PR #3440, opened 2025-08-19
feat: Remove sharing users in grid view :sparkles:

lethemanh:
### Before
CleanShot 2025-08-19 at 13 52 39@2x

### After
CleanShot 2025-08-19 at 13 51 53@2x

### DIFF
--- a/src/modules/filelist/File.jsx
+++ b/src/modules/filelist/File.jsx
@@ -182,13 +182,6 @@ const File = ({
               }
             }}
           />
-          {viewType === 'grid' && (
-            <Status
-              file={attributes}
-              disabled={isRowDisabledOrInSyncFromSharing}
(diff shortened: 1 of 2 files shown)


JF-Cozy (approved):
is `Status` component still used elsewhere? (to know if we can remove it also)

zatteo:
> we did we remove this? i don't recall we discussed this change.
> 
> IMO it should be an alternative design if it looks ugly, not remove it. and having to switch between views just to see who you shared your folders with is bad UX

This was asked by the designer 3 weeks ago. Maybe you can talk to him to challenge this.

I agree with him because the grid view : 
- is considered as a "view where you can see content quickly"
- already have less information than list view

rezk2ll:
Closing this PR is because the change was not approved by the Product owner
----------------------------------------
Output each line of the listing in which the string "filelist" is found.

--- a/src/modules/filelist/File.jsx
+++ b/src/modules/filelist/File.jsx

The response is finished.